-- Problem to solve --
Repeat each record that follows, keeping it identical.

[Stored data]
_ _ _ _
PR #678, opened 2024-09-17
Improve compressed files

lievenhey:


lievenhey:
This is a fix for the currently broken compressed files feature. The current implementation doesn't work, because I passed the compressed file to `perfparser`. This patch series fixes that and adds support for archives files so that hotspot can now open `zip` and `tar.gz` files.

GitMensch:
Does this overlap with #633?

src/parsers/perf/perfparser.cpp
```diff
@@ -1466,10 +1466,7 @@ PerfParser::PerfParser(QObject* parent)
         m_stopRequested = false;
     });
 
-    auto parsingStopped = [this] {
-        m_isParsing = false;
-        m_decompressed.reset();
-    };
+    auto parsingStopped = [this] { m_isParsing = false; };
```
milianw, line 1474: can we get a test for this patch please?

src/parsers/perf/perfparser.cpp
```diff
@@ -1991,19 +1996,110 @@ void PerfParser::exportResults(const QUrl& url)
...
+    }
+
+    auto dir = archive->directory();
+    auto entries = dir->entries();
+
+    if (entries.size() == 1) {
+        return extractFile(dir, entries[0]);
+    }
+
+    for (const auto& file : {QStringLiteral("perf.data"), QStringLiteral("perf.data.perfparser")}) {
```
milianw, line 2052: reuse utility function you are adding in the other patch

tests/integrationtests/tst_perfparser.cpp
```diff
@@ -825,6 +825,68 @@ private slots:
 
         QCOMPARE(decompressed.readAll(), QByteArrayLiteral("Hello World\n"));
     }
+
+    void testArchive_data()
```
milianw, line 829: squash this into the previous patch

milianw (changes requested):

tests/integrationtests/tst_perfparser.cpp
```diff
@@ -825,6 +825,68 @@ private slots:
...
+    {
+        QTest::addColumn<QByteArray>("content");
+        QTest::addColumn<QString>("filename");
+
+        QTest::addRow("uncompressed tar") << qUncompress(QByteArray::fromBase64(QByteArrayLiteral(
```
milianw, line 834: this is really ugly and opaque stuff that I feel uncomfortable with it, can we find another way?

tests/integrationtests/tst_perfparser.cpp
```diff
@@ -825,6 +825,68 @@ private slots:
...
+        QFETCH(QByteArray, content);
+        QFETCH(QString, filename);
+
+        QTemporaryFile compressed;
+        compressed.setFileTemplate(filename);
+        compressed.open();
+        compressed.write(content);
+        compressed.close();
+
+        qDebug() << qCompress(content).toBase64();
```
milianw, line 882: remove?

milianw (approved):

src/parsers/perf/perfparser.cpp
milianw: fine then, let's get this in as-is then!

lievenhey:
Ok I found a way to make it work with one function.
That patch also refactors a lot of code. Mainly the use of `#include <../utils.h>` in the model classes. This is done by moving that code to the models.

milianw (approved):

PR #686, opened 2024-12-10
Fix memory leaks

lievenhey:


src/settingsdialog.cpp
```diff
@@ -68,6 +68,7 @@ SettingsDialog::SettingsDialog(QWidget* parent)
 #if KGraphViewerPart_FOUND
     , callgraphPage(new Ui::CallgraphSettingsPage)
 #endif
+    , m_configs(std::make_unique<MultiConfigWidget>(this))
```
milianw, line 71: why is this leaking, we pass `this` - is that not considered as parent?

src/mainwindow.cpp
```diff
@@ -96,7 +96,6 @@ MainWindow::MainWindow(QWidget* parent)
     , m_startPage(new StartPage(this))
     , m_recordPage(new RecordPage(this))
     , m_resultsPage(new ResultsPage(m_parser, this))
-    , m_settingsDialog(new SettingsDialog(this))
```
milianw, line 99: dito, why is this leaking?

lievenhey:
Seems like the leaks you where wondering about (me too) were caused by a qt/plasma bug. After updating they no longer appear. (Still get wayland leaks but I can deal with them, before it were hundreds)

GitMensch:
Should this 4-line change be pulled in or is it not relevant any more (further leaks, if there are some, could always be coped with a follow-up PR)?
_ _ _ _
-- Written response --
PR #678, opened 2024-09-17
Improve compressed files

lievenhey:


lievenhey:
This is a fix for the currently broken compressed files feature. The current implementation doesn't work, because I passed the compressed file to `perfparser`. This patch series fixes that and adds support for archives files so that hotspot can now open `zip` and `tar.gz` files.

GitMensch:
Does this overlap with #633?

src/parsers/perf/perfparser.cpp
```diff
@@ -1466,10 +1466,7 @@ PerfParser::PerfParser(QObject* parent)
         m_stopRequested = false;
     });
 
-    auto parsingStopped = [this] {
-        m_isParsing = false;
-        m_decompressed.reset();
-    };
+    auto parsingStopped = [this] { m_isParsing = false; };
```
milianw, line 1474: can we get a test for this patch please?

src/parsers/perf/perfparser.cpp
```diff
@@ -1991,19 +1996,110 @@ void PerfParser::exportResults(const QUrl& url)
...
+    }
+
+    auto dir = archive->directory();
+    auto entries = dir->entries();
+
+    if (entries.size() == 1) {
+        return extractFile(dir, entries[0]);
+    }
+
+    for (const auto& file : {QStringLiteral("perf.data"), QStringLiteral("perf.data.perfparser")}) {
```
milianw, line 2052: reuse utility function you are adding in the other patch

tests/integrationtests/tst_perfparser.cpp
```diff
@@ -825,6 +825,68 @@ private slots:
 
         QCOMPARE(decompressed.readAll(), QByteArrayLiteral("Hello World\n"));
     }
+
+    void testArchive_data()
```
milianw, line 829: squash this into the previous patch

milianw (changes requested):

tests/integrationtests/tst_perfparser.cpp
```diff
@@ -825,6 +825,68 @@ private slots:
...
+    {
+        QTest::addColumn<QByteArray>("content");
+        QTest::addColumn<QString>("filename");
+
+        QTest::addRow("uncompressed tar") << qUncompress(QByteArray::fromBase64(QByteArrayLiteral(
```
milianw, line 834: this is really ugly and opaque stuff that I feel uncomfortable with it, can we find another way?

tests/integrationtests/tst_perfparser.cpp
```diff
@@ -825,6 +825,68 @@ private slots:
...
+        QFETCH(QByteArray, content);
+        QFETCH(QString, filename);
+
+        QTemporaryFile compressed;
+        compressed.setFileTemplate(filename);
+        compressed.open();
+        compressed.write(content);
+        compressed.close();
+
+        qDebug() << qCompress(content).toBase64();
```
milianw, line 882: remove?

milianw (approved):

src/parsers/perf/perfparser.cpp
milianw: fine then, let's get this in as-is then!

lievenhey:
Ok I found a way to make it work with one function.
That patch also refactors a lot of code. Mainly the use of `#include <../utils.h>` in the model classes. This is done by moving that code to the models.

milianw (approved):

PR #686, opened 2024-12-10
Fix memory leaks

lievenhey:


src/settingsdialog.cpp
```diff
@@ -68,6 +68,7 @@ SettingsDialog::SettingsDialog(QWidget* parent)
 #if KGraphViewerPart_FOUND
     , callgraphPage(new Ui::CallgraphSettingsPage)
 #endif
+    , m_configs(std::make_unique<MultiConfigWidget>(this))
```
milianw, line 71: why is this leaking, we pass `this` - is that not considered as parent?

src/mainwindow.cpp
```diff
@@ -96,7 +96,6 @@ MainWindow::MainWindow(QWidget* parent)
     , m_startPage(new StartPage(this))
     , m_recordPage(new RecordPage(this))
     , m_resultsPage(new ResultsPage(m_parser, this))
-    , m_settingsDialog(new SettingsDialog(this))
```
milianw, line 99: dito, why is this leaking?

lievenhey:
Seems like the leaks you where wondering about (me too) were caused by a qt/plasma bug. After updating they no longer appear. (Still get wayland leaks but I can deal with them, before it were hundreds)

GitMensch:
Should this 4-line change be pulled in or is it not relevant any more (further leaks, if there are some, could always be coped with a follow-up PR)?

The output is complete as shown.